The NK-2 family acidic domain was first identified as a functional motif when it was observed that its deletion in Drosophila NK-2 led to a reduced level of inhibition of two downstream gene targets in transgenic fly embryos (25). Seven of the nine NK-2 class proteins in humans contain putative acidic domains (NKX2–1 and NKX2–4 do not), and four (NKX2–1, NKX2–4, NKX2–6, and NKX3.1) appear to have SI motifs. The putative AD regions occur anywhere from seven to 40 residues before the homeodomain and lack obvious sequence homology, which begs the question of how such variability can be reconciled with the apparent conservation of the AD motif in vertebrates and invertebrates. Part of the answer might lie in the intramolecular interaction and stabilization observed for NKX3.1. The negatively charged side chains of the AD could interact with the positively charged HD side chains, weakening their intra-HD mutual repulsion and thereby stabilizing the HD structure. A similar effect has been observed for the related NKX2–5 homeodomain with an increasing salt concentration, presumably due to screening of intra-HD charge repulsion (26). For charge screening, sequence conservation is not required as long as a region with a sufficient number of negatively charged residues is maintained near the HD. Perhaps the AD is evolutionarily maintained N-terminal to the HD so that the AD is already available to stabilize the HD as soon as it emerges from the ribosome.

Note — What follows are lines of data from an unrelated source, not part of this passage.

Issue #2566, opened 2021-09-16
[Costmap2DROS] dynamic parameters


doisyg:
## Feature request
I have a personal interest in making the parameter `robot_radius` of `Costmap2DROS` dynamic (it is already in my fork). I could make a PR with only this parameter dynamic but this could also be the opportunity of making the others dynamic too.
Out of the following:
https://github.com/ros-planning/navigation2/blob/e5a4c844c748233dc4d3039b1ea5809c81dac45f/nav2_costmap_2d/src/costmap_2d_ros.cpp#L90-L116
which one should we make dynamic ?

SteveMacenski:
It is already possible, the footprint subscriber is there to update based on dynamic changes to a robot's size https://github.com/ros-planning/navigation2/blob/e5a4c844c748233dc4d3039b1ea5809c81dac45f/nav2_costmap_2d/src/costmap_2d_ros.cpp#L176-L179. You would have to specify the circle yourself though on publication (e.g. polygon that makes a circle) rather than just defining a radius, but you can use the costmap_2d function `makeFootprintFromRadius` in your application to generate it. 

In terms of which of these should be dynamic, I'd use ROS1 as a starting point https://github.com/ros-planning/navigation/blob/noetic-devel/costmap_2d/cfg/Costmap2D.cfg and use your best judgement for the rest.

SteveMacenski:
@doisyg should this be rolled into the main dynamic parameters ticket?

PR #2592, opened 2021-10-11
Add dynamic parameters do Costmap2DROS

doisyg:
---

## Basic Info

| ------ | ----------- |
| Ticket(s) this addresses   | https://github.com/ros-planning/navigation2/issues/956  and https://github.com/ros-planning/navigation2/issues/2566 |

---

As discussed https://github.com/ros-planning/navigation2/issues/2566, this PR makes dynamic the parameters that were in ros1: https://github.com/ros-planning/navigation/blob/noetic-devel/costmap_2d/cfg/Costmap2D.cfg

Only `update_frequency` was left out as it requires `std::thread * map_update_thread_` to be reinit, but this can be debated.
I tried to reproduce the priority order of what sets the footprint : from topic > footprint string > robot_radius, hence the messy change callback.
The `std::vector<geometry_msgs::msg::Point> ` from the topic needs to be saved when it is set in order to be able to apply a changing `footprint_padding` on it.

Side notes not directly related to this PR:

- With the current implementation, applying padding on a round footprint distorts it to a rounded square
- Default value of `footprint_padding` is 0.0 in the code and 0.01 in the documentation

#### For Maintainers: 

### DIFF
--- a/nav2_costmap_2d/test/integration/dyn_params_tests.cpp
+++ b/nav2_costmap_2d/test/integration/dyn_params_tests.cpp
@@ -17,7 +17,7 @@
 
 #include "gtest/gtest.h"
 #include "rclcpp/rclcpp.hpp"
-#include "tf2_geometry_msgs/tf2_geometry_msgs.h"
+#include "tf2_geometry_msgs/tf2_geometry_msgs.hpp"
 #include "nav2_costmap_2d/costmap_2d_ros.hpp"
 #include "tf2_ros/transform_broadcaster.h"
 


doisyg:
>  All of the costmap_2d parameters that could be changed (non-plugin)?

For completeness, list of parameters that are currently NOT dynamic (they could theoritically be made dynamic too but it requires some re-initialization of objects):

- `always_send_full_costmap` -> needs costmap_publisher_ reinit
- `global_frame` -> needs layered_costmap_  costmap_publisher_ tf_buffer_ reinit
- `lethal_cost_threshold` , `map_topic` , `observation_sources` , `trinary_costmap` , `unknown_cost_value` , `clearable_layers` -> not used in costmap2DROS itself but in pluggins
- `plugins` -> needs layered_costmap_ reinit
- `filters` -> needs layered_costmap_ reinit
- `robot_base_frame` -> needs tf_buffer_ reinit
- `rolling_window` -> needs layered_costmap_ reinit
- `track_unknown_space` -> needs layered_costmap_ reinit

As for tests, any suggestions ?

SteveMacenski:
@mergifyio refresh

SteveMacenski:
Feel free to ignore the mergify stuff, I was just testing that everything was set up correctly. It now is

moritzboeker:
@doisyg and @SteveMacenski , thank you for implementing your solution! This is very useful since I was looking for a way to dynamically set the footprint of our articulated robot comprising a front and rear carriage with an articulated joint in between them. Unfortunately, I am forced to use ROS melodic or noetic. So I started to take your changes and implement them into a **ROS1 navigation fork, but realized that I cannot depend on rcl_interfaces. Is there a way to get this running also on ROS1?**

Kind regards,
Moritz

It is not known whether the acidic domains of other NK-2 class proteins are phosphorylated like NKX3.1 is by CK2; however, the acidic domains of six of the seven human AD-containing NK-2 class proteins (excluding NKX2–6) do contain consensus CK2 phosphorylation sequences (S/TXXE/D) (27), as does Drosophila NK-2, so it is possible that CK2 phosphorylation might play a regulatory role for these proteins as well.

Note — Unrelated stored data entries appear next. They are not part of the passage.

PR #2607, opened 2021-10-15
adding dynamic params to RPP and cleaningup style in others

SteveMacenski:
@doisyg let me know if you see anything wrong


SteveMacenski:
- [ ] linting
- [ ] test coverage

SteveMacenski:
@lucabonamini you wrote the dynamic parameters tests for smac, I copied that same format here for RPP but they're failing. Can you take a look at this and tell me what I'm missing? For some reason, I seriously cannot find my error why these are failing to set

SteveMacenski:
Weird - works now, there was a param that was misnamed that without atomically created an exception that I was able to isolate. Once fixed, atomically worked for all of them -- I suppose it just rejects all param updates atomically if any are incorrect causing the issue. Good to know. Working now

PR #2609, opened 2021-10-15
Modified the projection_time calculation

Naraharirahul:
---

## Basic Info

| ------ | ----------- |
| Ticket(s) this addresses   | (add tickets here ##2594) |
| Robotic platform tested on | (On turtlebot waffle in turtlebot world simulation) |

---

I have updated the `projection_time` variable calculation method by adding the `fabs() ` to the `linear_vel` which was missing. This change now enables the robot to move in the reverse direction.

#### For Maintainers: 


SteveMacenski:
@Mergifyio backport foxy-devel

PR #2624, opened 2021-10-18
Stopping networking-related BT failures from failing task, rather fail specific BT node

SteveMacenski:
---

## Basic Info

| ------ | ----------- |
| Ticket(s) this addresses   | #2376  |

---

* Adding try/catch loop around `is_future_goal_handle_complete` to catch node-specific exception failures rather than propagating them to the root tree
* Allows to fail the BT node for networking related failures rather than failing the entire navigation task (then goes to recoveries) 

#### For Maintainers: 


SteveMacenski:
https://github.com/ros-planning/navigation.ros.org/pull/222 Docs PR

In conclusion, the results here suggest that the biological role of phosphorylation of the acidic domain, namely, its correlation with NKX3.1 protein levels (9), could be related to the observed physical interaction of the AD and SI motifs with the homeodomain. The AD and SI regions appear to be fully flexible by NMR, even when interacting with the homeodomain (7), a behavior similar to that observed for phosphorylated CDK inhibitor Sic1 interacting with Cdc4 (28). The observed interactions were weak, with effective binding constants no stronger than 0.5 mM; however, because the interacting domains are covalently linked, their effective concentration for interaction is predicted to be in the millimolar range. Because of their high effective concentrations, these weak intramolecular interactions could effectively compete with submicromolar binding constants and concentrations typical of intermolecular interactions inside cells. Of course, the biological mechanisms suggested in the discussion above are hypothetical, and additional experimental studies will be needed to establish which, if any, actually play significant biological roles. The percentage of eukaryotic proteins with intrinsically disordered regions has been predicted to range from 36 to 63% (29); thus, weak intraprotein interactions involving flexible motifs of the type observed for NKX3.1 could possibly play important roles in a significant percentage of all eukaryotic proteins.